Versioning treats every deployment as an immutable snapshot, so canary and blue/green rollouts work out of the box, and rollback is instant. Observability is wired up automatically — APPLICATIONINSIGHTS_CONNECTION_STRING is injected at runtime, which means MAF's OpenTelemetry traces flow into Application Insights without extra configuration. Stateful sessions persist files and state across idle scale-downs. And if you've provisioned a Foundry Toolbox in the same project, the hosted agent can reach into it for the existing tool catalogue via a standard MCP endpoint.
None of these are revolutionary on their own.
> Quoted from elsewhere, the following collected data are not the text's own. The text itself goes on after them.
PR #1472, opened 2023-01-11
Added Apply LUT node

RunDevelopment:
image

### DIFF
--- a/backend/src/nodes/nodes/image_utility/lut.py
+++ b/backend/src/nodes/nodes/image_utility/lut.py
@@ -1,6 +1,5 @@
 from __future__ import annotations
 import numpy as np
-import cv2
 
 from . import category as ImageUtilityCategory
 from ...node_base import NodeBase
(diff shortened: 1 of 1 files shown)


RunDevelopment:
@theflyingzamboni I heard that `np.take` is way faster than indexing a LUT like I did here, but I could get this to work. Do you happen to know this?

RunDevelopment:
I change the implementation to always quantize the grayscale image to the size of the LUT. This allows users to achieve color quantization effects that would be hard to achieve otherwise.

image

If users want chainner to smoothly interpolate between LUT values, then they can do that by resizing the LUT themselves using our Resize nodes.

joeyballentine (approved):

joeyballentine:
LGTM but I'd like to wait until Zamboni responds to your question

theflyingzamboni:
> @theflyingzamboni I heard that `np.take` is way faster than indexing a LUT like I did here, but I couldn't get it to work. Do you happen to know this?

I've never come across that function before. I could try messing around with it and see if I can figure out how it works.

theflyingzamboni:
> Also, we should definitely add a node to create LUTs

Create RGB + Shift 😛

joeyballentine:
> > Also, we should definitely add a node to create LUTs
> 
> Create RGB + Shift 😛

256 of them?? Lmao

theflyingzamboni:
@RunDevelopment Okay, I got `np.take` working, and it is about twice as fast. The issue is LUT dimensionality. The way it is right now, the LUT has dimensions (1, w, c), and for `np.take` to work, it needs to be (w, c).

RunDevelopment:
> so `return np.take(lut, img, axis=0)`.

Doesn't work.

image

```
  File "C:\Users\micha\Git\chaiNNer\backend\src\process.py", line 349, in __process
    raw_output, execution_time = await self.loop.run_in_executor(
  File "C:\Python38\lib\concurrent\futures\thread.py", line 57, in run
    result = self.fn(*self.args, **self.kwargs)
  File "C:\Users\micha\Git\chaiNNer\backend\src\process.py", line 223, in wrapper
    result = supplier()
  File "C:\Users\micha\Git\chaiNNer\backend\src\nodes\nodes\image_utility\lut.py", line 68, in run
    return np.take(lut, img, axis=0)
  File "<__array_function__ internals>", line 5, in take
  File "C:\Python38\lib\site-packages\numpy\core\fromnumeric.py", line 190, in take
    return _wrapfunc(a, 'take', indices, axis=axis, out=out, mode=mode)
  File "C:\Python38\lib\site-packages\numpy\core\fromnumeric.py", line 57, in _wrapfunc
    return bound(*args, **kwds)
IndexError: index 72 is out of bounds for axis 0 with size 1
```

RunDevelopment:
Argh, you know what? Let's just not use `np.take` right now. If the node is too slow, we can try to make it faster later.

theflyingzamboni:
@RunDevelopment You didn't correct the dimensions of the LUT.

> The way it is right now, the LUT has dimensions (1, w, c), and for np.take to work, it needs to be (w, c).

PR #1473, opened 2023-01-12
Update version of opencv-python to 4.7.0.68

joeyballentine:
We can finally support macos under 10.15 lol, assuming everything else works


RunDevelopment (approved):
Well, let's hope that it works.

PR #38, opened 2020-03-09
Fix dev deployment by providing default config value for community-api base url

jhevans:


jhevans:
@markberridge I've requested your review because you added the application-dev config file to .gitignore in the past. I assume that's no longer needed?

PR #41, opened 2020-03-10
PIC-312: Fix missing values in deployment

jhevans:


helm_deploy/values-preprod.yaml
```diff
@@ -27,3 +27,9 @@ whitelist:
   cloudplatform-live1-1: "35.178.209.113/32"
   cloudplatform-live1-2: "3.8.51.207/32"
   cloudplatform-live1-3: "35.177.252.54/32"
+
+community-api:
```
jhevans: I've added these placeholders to prevent deployment failures due to missing properties but a better way might have been to use a feature flag to disable the community api endpoints in environments we don't have credentials for yet. I want to fix the pipeline asap but can go back and  do this if we decide it's worth it

PR #52, opened 2020-03-24
PIC-358: Add crn field to court case

jhevans:


src/test/java/uk/gov/justice/probation/courtcaseservice/controller/CourtCaseControllerIntTest.java
```diff
@@ -229,7 +229,7 @@ public void createCaseDataWithIncorrectCourt() {
                 .accept(ContentType.JSON)
                 .body(caseDetails)
                 .when()
-                .put("/case/" + CASE_ID)
+                .put("/case/" + "123456")
```
chris-faulkner-mojdt: Why lose the constant ? And there's no point concatenating. IDE mistake ?

jhevans: yep, will amend

src/test/java/uk/gov/justice/probation/courtcaseservice/controller/CourtCaseControllerIntTest.java
```diff
@@ -261,6 +261,7 @@ public void createCaseDataWithDuplicateCaseNo() {
         String newCaseId = "666666";
         caseDetails.setCaseId(newCaseId);
         caseDetails.setCaseNo(CASE_NO);
+        caseDetails.setCrn("CRN");
```
chris-faulkner-mojdt: This line isn't needed in this test. No assertions or dependency on that field being updated. Can remove or use the CRN static final

jhevans: Good spot, I added it in after briefly toying with the idea of making crn non-nullable. Decided not to because we don't actually know what we're going to get from the matcher yet. I raised a story to look into DB hygiene and appropriate constraints once we've got a better view of this though.

PR #54, opened 2020-03-26
360 - empty requirements not working, returning 500

chris-faulkner-mojdt:
Community API returned the list with "requirements" as a property name. 

This depends on an update to community API which is in progress - do not merge yet.


build.gradle
```diff
@@ -77,6 +77,20 @@ test {
         excludeTestsMatching '*SmokeTest'
         excludeTestsMatching '*WIP*'
     }
+
+    testLogging {
```
jhevans: Good call 👍

src/test/java/uk/gov/justice/probation/courtcaseservice/restclient/OffenderRestClientIntTest.java
```diff
@@ -84,4 +86,12 @@ public void whenGetConvictionRequirementsCalled_thenMakeRestCallToCommunityApi()
         assertThat(optionalRequirements.get()).hasSize(3);
     }
 
+    @Test
+    public void whenGetConvictionRequirementsCalled_thenMakeRestCallToCommunityApiEmptyRequirements() {
```
jhevans: This name doesn't really describe what the test is doing, I would suggest the following:
```suggestion
    public void givenEmptyRequirementsWillBeReturnedFromCommunityApi_whenGetConvictionRequirementsCalled_thenReturnEmptyRequirements() {
```

src/test/java/uk/gov/justice/probation/courtcaseservice/restclient/communityapi/mapper/OffenderMapperTest.java
```diff
@@ -128,4 +128,15 @@ public void shouldMapRequirementDetailsToRequirement() {
         assertThat(requirement3.getTerminationDate()).isEqualTo(LocalDate.of(2018,12,01));
         assertThat(requirement3.getRqmntTerminationReasonId()).isEqualTo("2500052884");
     }
+
+    @Test
+    public void shouldMapEmpty() throws IOException {
+        var objectMapper1 = new ObjectMapper();
+        objectMapper1.configure(DeserializationFeature.FAIL_ON_UNKNOWN_PROPERTIES, false);
+        objectMapper1.enable(DeserializationFeature.ACCEPT_EMPTY_ARRAY_AS_NULL_OBJECT);
```
jhevans: Is this right? I'd expect this to do the exact opposite of what we want and turn a valid empty array into a null? Also I can't see this configured globally anywhere so will this actually be applied in the application runtime?

src/test/java/uk/gov/justice/probation/courtcaseservice/restclient/OffenderRestClientIntTest.java
jhevans: This is what I've been going for: https://martinfowler.com/bliki/GivenWhenThen.html

build.gradle
chris-faulkner-mojdt: Thanks. Had been bothering me for a while :-)

src/test/java/uk/gov/justice/probation/courtcaseservice/restclient/communityapi/mapper/OffenderMapperTest.java
chris-faulkner-mojdt: Sorry - that was a hangover from earlier tests. Works without. Actually - in that test class, all 3 files get loaded for all 4 tests, but they're only needed once in each.. Would like to move the file loading into the test methods ? Would be more performant and fewer class fields.

src/test/java/uk/gov/justice/probation/courtcaseservice/restclient/OffenderRestClientIntTest.java
chris-faulkner-mojdt: I copied the existing method and added what happens to the "then" part "whenGetConvictionRequirementsCalled_thenMakeRestCallToCommunityApi" which was already there. I'll change both methods ?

The value is that they're all there together, and you don't have to assemble them.
Where this sits in the broader picture
The Agent Framework gives you a programming model — chat clients, tools, MCP integrations, context providers, middleware, multi-step workflows — that looks the same in .NET and Python. Foundry Hosted Agents give that model a managed runtime. Microsoft says the integration is heading toward general availability, with more to come.
For teams already prototyping with MAF, the practical question is whether the production benefits outweigh the cost of committing to Foundry as the runtime — and whether the preview status is acceptable for your use case. For many shops in the Microsoft ecosystem, the answer will be straightforward — you're already there. For others, the appeal will depend on how much custom infrastructure they've built around their existing agents.
Agent deployment is one of those topics that splits a room of European architects neatly down the middle — half want managed everything, half want VNet-bound control over every byte. It's exactly the kind of debate that fills the corridors at ECS, where the questions about where production agents actually belong tend to be louder than the answers.